The Service Module (SM) was a cylinder 3.9 meters in diameter and 7.6 m long which was attached to the back of the CM. The outer skin of the SM was formed of 2.5 cm thick aluminum honeycomb panels. The interior was divided by milled aluminum radial beams into six sections around a central cylinder. At the back of the SM mounted in the central cylinder was a gimbal mounted re-startable hypergolic liquid propellant 91,000 N engine and cone shaped engine nozzle. Attitude control was provided by four identical banks of four 450 N reaction control thrusters each spaced 90 degrees apart around the forward part of the SM. The six sections of the SM held three 31-cell hydrogen oxygen fuel cells which provided 28 volts, two cryogenic oxygen and two cryogenic hydrogen tanks, four tanks for the main propulsion engine, two for fuel and two for oxidizer, and the subsystems the main propulsion unit. Two helium tanks were mounted in the central cylinder.
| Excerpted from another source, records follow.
PR #743, opened 2019-02-13
Added the DTD dataset

pmeier:
This adds the [DTD dataset](https://www.robots.ox.ac.uk/~vgg/data/dtd/). At its core it is a `ImageFolder` dataset. Next to a split into `train`, `val` and `test` sets, it contains 10 predefined `fold`s of each partial set.

I've sub-classed `ImageFolder` class and added support to download it from scratch. I can verify the downloaded archive, but I couldn't think of a way to do this for the extracted content. Thus, the `download` flag defaults to `False`.

The index of each image within `self.imgs` depends on `split` and `fold`. I've implemented a converter, which converts the indices between the complete and partial sets. Since the images are only loaded at runtime, `split` and `fold` can also be changed at runtime, which triggers a re-initialization of the converter.

PR #5115, opened 2021-12-19
Add DTD dataset

pmeier:
Addresses #5108 and supersedes #743. I've also added the corresponding prototype dataset.

cc @pmeier @bjuncek


torchvision/datasets/dtd.py
```diff
@@ -0,0 +1,86 @@
...
+        self._image_files = []
+        classes = []
+        with open(self._meta_folder / f"{self._split}{self._fold}.txt") as file:
+            for line in file:
+                cls, name = line.strip().split("/")
+                self._image_files.append(self._images_folder.joinpath(cls, name))
+                classes.append(cls)
+
+        self.classes = sorted(set(classes))
+        self.class_to_idx = dict(zip(self.classes, range(len(self.classes))))
```
NicolasHug, line 59: Do you know why some of our datasets expose `self.classes` while others expose `self.labels`?

Also, what's the reasons for making these public? Should we document them?

torchvision/datasets/dtd.py
```diff
@@ -0,0 +1,86 @@
...
+    """
+
+    _URL = "https://www.robots.ox.ac.uk/~vgg/data/dtd/download/dtd-r1.0.1.tar.gz"
+    _MD5 = "fff73e5086ae6bdbea199a49dfb8a4c1"
+
+    def __init__(
+        self,
+        root: str,
+        split: str = "train",
+        fold: Union[str, int] = 1,
```
NicolasHug, line 30: The 10 splits seem to be rather specific to the paper. It's great to have this parameter for reproducibility, but I wonder if we should allow an "all" option here, and perhaps it could be the default?

torchvision/prototype/datasets/_builtin/dtd.py
```diff
@@ -0,0 +1,130 @@
...
+
+    def _classify_archive(self, data: Tuple[str, Any]) -> Optional[int]:
+        path = pathlib.Path(data[0])
+        if path.parent.name == "labels":
+            if path.name == "labels_joint_anno.txt":
+                return 1
+
+            return 0
+        elif path.parents[1].name == "images":
+            return 2
```
NicolasHug, line 61: instead of hardcoded 0 1 2, would a small private enum be overkill here? or maybe just hardcoded named constants? No strong opinion but this might help readability

NicolasHug (commented):
Thanks @pmeier , this looks great. I made some minor comment, the only one I'm still not sure about is whether we should allow `fold="all"`. LMK what you think

test/test_datasets.py
```diff
@@ -2168,5 +2168,42 @@ def inject_fake_data(self, tmpdir, config):
...
+    FEATURE_TYPES = (PIL.Image.Image, int)
+
+    ADDITIONAL_CONFIGS = datasets_utils.combinations_grid(
+        split=("train", "test", "val"),
+        # There is no need to test the whole matrix here, since each fold is treated exactly the same
+        fold=(5,),
+    )
+
+    def inject_fake_data(self, tmpdir: str, config):
+        data_folder = os.path.join(tmpdir, "dtd", "dtd")
```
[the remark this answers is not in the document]
pmeier: No idea TBH :D

torchvision/datasets/dtd.py
pmeier: IIUC, each fold contains all images across the splits. So if we want all images, we should adapt the `split` parameter.

torchvision/datasets/dtd.py
pmeier: > Do you know why some of our datasets expose `self.classes` while others expose `self.labels`?

They are two different things: `self.classes` is a list of all class names whereas `self.labels` is a list of integers for every sample. Almost every dataset should have something similar to `self.labels`, while `self.classes` is not always available depending on the nature of the dataset.

> Also, what's the reasons for making these public?

Force of habit I guess. Most datasets that have these attributes also have them public. 

> Should we document them?

Given that these are the last additions to a (hopefully) soon to be legacy API, I wouldn't sweat it. For most other datasets they are also undocumented.

torchvision/prototype/datasets/_builtin/dtd.py
pmeier: Yes, that could work. If that is ok with you, I'll put it in my backlog, because we should do that for all datasets that use a `Demultiplexer`.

Electrical power system radiators were at the top of the cylinder and environmental control radiator panels spaced around the bottom.
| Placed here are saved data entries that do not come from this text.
PR #5118, opened 2021-12-21
Fix missing Torch includes

peterbell10:
The `torchvision` build currently relies on transitive includes through unrelated `torch` headers which is causing build failures in pytorch/pytorch#68693.

### DIFF
--- a/torchvision/csrc/io/image/image.cpp
+++ b/torchvision/csrc/io/image/image.cpp
@@ -1,7 +1,7 @@
 #include "image.h"
 
+#include <ATen/core/op_registration/op_registration.h>
 #include <Python.h>
-#include <torch/library.h>
 
 // If we are in a Windows environment, we need to define
 // initialization functions for the _custom_ops extension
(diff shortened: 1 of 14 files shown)


datumbox:
@peterbell10 Thanks for the PR. 

We are intentionally trying to be more selective on our includes. Can you adapt the PR to explicitly import those relevant missed includes rather than just importing `torch/library.h`?

torchvision/csrc/io/image/image.cpp
```diff
@@ -1,6 +1,7 @@
 #include "image.h"
 
 #include <Python.h>
+#include <torch/library.h>
```
datumbox, line 4: I assume this is for `RegisterOperators`. Shouldn't we explicitly import the following instead?
```suggestion
#include <ATen/core/op_registration/op_registration.h>
```

datumbox (commented):
Fair enough, for `TORCH_LIBRARY_IMPL`. I got one more comment, let me know what you think.

torchvision/csrc/io/image/image.cpp
peterbell10: Ah good point. Changed.

datumbox (approved):
LGTM, thanks!

PR #5435, opened 2022-02-16
Adding Scale Jitter transform for detection

datumbox:
Implemented as described at the [CopyPaste](https://arxiv.org/pdf/2012.07177.pdf) paper. Supports Large Scale Jitter and Standard Scale Jitter.


references/detection/transforms.py
```diff
@@ -282,3 +282,47 @@ def forward(
...
+    Args:
+        scale_range (tuple of ints): scaling factor interval, e.g (a, b), then scale is randomly sampled from the
+            range a <= scale <= b.
+        interpolation (InterpolationMode): Desired interpolation enum defined by
+            :class:`torchvision.transforms.InterpolationMode`. Default is ``InterpolationMode.BILINEAR``.
+    """
+
+    def __init__(
+        self,
+        scale_range: Tuple[float, float] = (0.1, 2.0),
```
fmassa, line 301: This is fine as is, but this means user will need to apply a `Resize(target_size)` before applying `ScaleJitter`.

This is fine and probably more composable than having this function resize internally as well, although it could be slightly inefficient as we will be performing two interpolations of the image.

references/detection/transforms.py
```diff
@@ -282,3 +282,47 @@ def forward(
...
+        old_width, old_height = F.get_image_size(image)
+
+        r = self.scale_range[0] + torch.rand(1) * (self.scale_range[1] - self.scale_range[0])
+        new_width = int(old_width * r)
+        new_height = int(old_height * r)
+
+        image = F.resize(image, [new_height, new_width], interpolation=self.interpolation)
+
+        if target is not None:
+            target["boxes"] *= r
```
fmassa, line 326: Might be good to ensure that the user don't pass this transform to segmentation problems, otherwise they will have wrong results?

The lunar module (LM) was a two-stage vehicle designed for space operations near and on the Moon. The spacecraft mass of 15,065 kg was the mass of the LM including astronauts, propellants and expendables. The dry mass of the ascent stage was 2180 kg and it held 2639 kg of propellant. The descent stage dry mass was 2034 kg and 8212 kg of propellant were onboard initially. The ascent and descent stages of the LM operated as a unit until staging, when the ascent stage functioned as a single spacecraft for rendezvous and docking with the command and service module (CSM). The descent stage comprised the lower part of the spacecraft and was an octagonal prism 4.2 meters across and 1.7 m thick. Four landing legs with round footpads were mounted on the sides of the descent stage and held the bottom of the stage 1.5 m above the surface. The distance between the ends of the footpads on opposite landing legs was 9.4 m. One of the legs had a small astronaut egress platform and ladder. A one meter long conical descent engine skirt protruded from the bottom of the stage. The descent stage contained the landing rocket, two tanks of aerozine 50 fuel, two tanks of nitrogen tetroxide oxidizer, water, oxygen and helium tanks and storage space for the lunar equipment and experiments, and in the case of Apollo 15, 16, and 17, the lunar rover. The descent stage served as a platform for launching the ascent stage and was left behind on the Moon.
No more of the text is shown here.